§ **PROBLEM REQUIREMENTS**:
Look through the data that follows and say how many of its lines contain "shown", giving the number only.

[RECORDS FOR THIS TASK Boundary: Start]

PR #114, opened 2020-05-24
[bin] Create binary folder with parse_options.sh and add it to setup.py

mpariente:
In this way, we can replace the utils which is symlinked everywhere by scripts into `bin` or `utils`.

Any bash (or python, perl etc..) script can be shared in this way and it gets in the PATH. 

After installing asteroid like this, we can directly call `parse_options.sh`

We'll probably move to this behaviour soon and remove the utils folder altogether


danpovey:
Thanks.  Piotr can decide..
my main concern is about how self-explanatory it is, and how discoverable.  But having to source a path.sh
is also not easy for everyone.

mpariente:
Let's close this for now, we probably won't use it.

PR #125, opened 2020-05-27
Publishing pretrained models !!

mpariente:
### :rocket:  New features :rocket: 
- We opened a asteroid-models community both [in Zenodo](https://zenodo.org/communities/asteroid-models) and [Zenodo's sandbox](https://sandbox.zenodo.org/communities/asteroid-models).
- New Zenodo interface (I prefered writing this instead of depending on yet another third party lib)
- New CLI `asteroid-upload` to upload pretrained models directly to the Zenodo community. 

### What's left to do 
- Tests & docs
- Same for other ConvTasNet recipes
- Same for DPRNN recipes
- Add other architectures in `asteroid.models`
- Handle the loading from Hub (should be easy).
- Licenses and infos on the other datasets.

### More about the CLI
The CLI is made with and `entry-point` in the setup.py so it is installed with pip and accessible everywhere.
[This record](https://sandbox.zenodo.org/record/578753#.Xs7leBZ8JC0) (in sandbox) is an example of deposit which was made only by CLI with this command
```bash
asteroid-upload exp/train_convtasnet/publish_dir --uploader "Manuel Pariente" --affiliation "INRIA"
```
The text is auto-generated as well as the attribution in the Licenses etc.. 

Instead of specifying the uploader and affiliation every time in the CLI, the user can create a `uploader_infos.yml` in the package root 
```yaml
uploader: Manuel Pariente
affiliation: INRIA
git_username: mpariente
token: XXX
force_upload: n
```
and the usage becomes `asteroid-upload publish_dir`

### Don't forget
- Zenodo is still in `sandbox` mode by default, we'll need to change that (and provide an arg in the CLI)

Tagging #53

### DIFF
--- a/.gitignore
+++ b/.gitignore
@@ -1,3 +1,6 @@
+# Project specific
+uploader_info.yml
+
 # Byte-compiled / optimized / DLL files
 __pycache__/
 *.py[cod]
--- a/asteroid/__init__.py
+++ b/asteroid/__init__.py
@@ -1,3 +1,5 @@
+import pathlib
 from .utils import deprecation_utils, torch_utils
 
+project_root = str(pathlib.Path(__file__).expanduser().absolute().parent.parent)
 __version__ = '0.2.1'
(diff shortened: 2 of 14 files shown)


mpariente:
The first _real_ pre-trained model is available [here](https://zenodo.org/communities/asteroid-models) with approval of LDC. 

Lots of things left to do, but this is a start, merging

PR #126, opened 2020-05-28
[src&tests] Pretrained model loading

mpariente:
`from_pretrained` supports three types of input:
- filename: 'tmp/model.path'
- Zenodo model name: 'mpariente/ConvTasNetWHAM!...' (find in community)
- Simple URL from Zenodo

We keep a hashtable with all the name: URL mappings for simplicity.
In both last cases, the models are downloaded and cached in `ASTEROID_CACHE` env variable (defaults to '~/.cache/torch/asteroid').

Loading in two lines works
```python
from asteroid.models import ConvTasNet
model = ConvTasNet.from_pretrained('mpariente/ConvTasNet_WHAM!_sepclean')
```

Loading from hub as well.
```python
model = torch.hub.load('mpariente/asteroid:load_pretrained', 'conv_tasnet', 'mpariente/ConvTasNet_WHAM!_sepclean') 
```

Tagging #53

### DIFF
--- a/asteroid/models/base_models.py
+++ b/asteroid/models/base_models.py
@@ -4,6 +4,7 @@ import numpy as np
 
 from .. import torch_utils
 from .. import __version__ as asteroid_version
+from ..utils.hub_utils import cached_download
 
 
 class BaseTasNet(nn.Module):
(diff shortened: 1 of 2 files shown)


mpariente:
We will need to work more on the tests later on. The download slows down the build..

PR #348, opened 2017-02-16
Add hdevtools linter for haskell

robadmedo:
This adds support for the hdevtools haskell linter
https://github.com/hdevtools/hdevtools

The output for hdevtools is near identical to the ghc output so this
also extracts the ghc handler into the handle file and adds tests

### DIFF
--- a/ale_linters/haskell/ghc.vim
+++ b/ale_linters/haskell/ghc.vim
@@ -1,10 +1,6 @@
 " Author: w0rp <devw0rp@gmail.com>
 " Description: ghc for Haskell files
 
-if exists('g:loaded_ale_linters_haskell_ghc')
-    finish
-endif
-
 call ale#linter#Define('haskell', {
 \   'name': 'ghc',
 \   'output_stream': 'stderr',
--- a/ale_linters/haskell/ghc.vim
+++ b/ale_linters/haskell/ghc.vim
@@ -5,63 +5,12 @@ if exists('g:loaded_ale_linters_haskell_ghc')
     finish
 endif
 
-let g:loaded_ale_linters_haskell_ghc = 1
-
-function! ale_linters#haskell#ghc#Handle(buffer, lines) abort
-    " Look for lines like the following.
-    "
-    " /dev/stdin:28:26: Not in scope: `>>>>>'
-    let l:pattern = '^[^:]\+:\(\d\+\):\(\d\+\): \(.\+\)$'
-    let l:output = []
-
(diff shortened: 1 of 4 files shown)


ale_linters/haskell/hdevtools.vim
```diff
@@ -0,0 +1,9 @@
+" Author: w0rp <devw0rp@gmail.com>
```
w0rp: You can credit yourself here.

ale_linters/haskell/ghc.vim
```diff
@@ -5,69 +5,18 @@ if exists('g:loaded_ale_linters_haskell_ghc')
     finish
 endif
```
w0rp: I think these lines are a relic from long ago you can remove now.

autoload/ale/handlers.vim
```diff
@@ -220,3 +220,49 @@ function! ale#handlers#HandleStyleLintFormat(buffer, lines) abort
 
     return l:output
 endfunction
+
+function! ale#handlers#HandleGhcFormat(buffer, lines) abort
+    " Look for lines like the following.
+    "
+    " /dev/stdin:28:26: Not in scope: `>>>>>'
+     "Appoint/Lib.hs:8:1: warning:
+    let l:pattern = '^[^:]\+:\(\d\+\):\(\d\+\):\s\{-}\(warning\|error\)\(.\+\)$'
```
w0rp: Can we be confident about the changes to the pattern here? I don't use GHC myself. As long as we're sure it will work with the output of GHC across different versions and so on, then I'm happy.

There are a few test cases below, and that's good. :+1:

ale_linters/haskell/ghc.vim
robadmedo: Aha. That's probably why `ale#utils#Reset()` in an after block of the vader tests didn't work

autoload/ale/handlers.vim
robadmedo: So it turns out that the ghc 8.0 (the version I use locally) did in fact slightly tweak the output and so I've changed the handler and accompanying tests to ensure that this works with ghc 7.

I dropped the comment about matching `" /dev/stdin:28:26: Not in scope: `>>>>>'` because that's always been there [since this file was created](https://github.com/w0rp/ale/commit/57ef2c98339af5fd40e99e44c420815f9ed0805f)  but never would have matched the regex

w0rp:
Cheers! :beers:

PR #350, opened 2017-02-16
Fix clang++ flag typo

qantik:
Clang++ compiler flag indicating the language should be `c++` instead of `c`.


w0rp:
Good catch. Cheers! :beers:

PR #353, opened 2017-02-18
Add sml support via smlnj

pauloalem:
Hey there

This pull request adds support for SML/NJ.
The compiler outputs some multiline messages and column error info which I do not attempt to parse. But it does work for the simpler error messages which are most of the errors I get because I only do simple SML stuff.
Is this enough?

Thanks!

### DIFF
--- a/ale_linters/sml/smlnj.vim
+++ b/ale_linters/sml/smlnj.vim
@@ -1,0 +1,42 @@
+" Author: Paulo Alem    <paulo.alem@gmail.com>
+" Description: Rudimentary SML checking with smlnj compiler
+
+if exists('g:loaded_ale_sml_smlnj_checker')
+    finish
+endif
+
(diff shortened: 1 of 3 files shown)


ale_linters/sml/smlnj.vim
```diff
@@ -0,0 +1,42 @@
+" Author: Paulo Alem    <paulo.alem@gmail.com>
+" Description: Rudimentary SML checking with smlnj compiler
+
+if exists('g:loaded_ale_sml_smlnj_checker')
+    finish
+endif
+
+let g:loaded_ale_sml_smlnj_checker = 1
```
w0rp: I'll drop this part. This is a relic in some files, and isn't needed any more.

w0rp:
This looks okay to me. If someone else can offer any improvements, I'm sure they'll come along and do it.

Cheers! :beers:

PR #357, opened 2017-02-21
escape dot in maker regex

bounceme:


w0rp:
Looks good to me. Could you add some Vader tests for this handler, so it won't be broken in future?

w0rp:
Nice. Cheers! :beers:

PR #360, opened 2017-02-22
Fix Credo's line-matching pattern

jparise:
In d3e7d3d5, the line matching pattern was changed to handle filenames
other than `stdin`. Unfortunately, this broke the pattern's ability to
reliably extract both line and column numbers because the latter is an
optional match and the filename portion was very greedy. This resulted
in line numbers being discarded (treated as part of the filename) and
column numbers being interpreted as line numbers.

This change simplifies the pattern to only anchor on the line's suffix,
ignoring the filename portion entirely.

Alternatively, we could use vim's `\f` ("file name characters") class,
but that could still run into problems when `:`'s naturally appear in
the filename.

### DIFF
--- a/ale_linters/elixir/credo.vim
+++ b/ale_linters/elixir/credo.vim
@@ -4,7 +4,7 @@ function! ale_linters#elixir#credo#Handle(buffer, lines) abort
   " Matches patterns line the following:
   "
   " lib/filename.ex:19:7: F: Pipe chain should start with a raw value.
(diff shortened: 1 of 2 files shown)


jparise:
One other strategy would be to explicitly match on `.ex` / `.exs` file extensions. That would probably work 99% of the time; it depends on how users name their files.

w0rp:
An HTTP error broke the build. I'll merge this and fix it if the build breaks again. Cheers! :beers:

[RECORDS FOR THIS TASK Boundary: End]

§ **WRITTEN ANSWER**:
5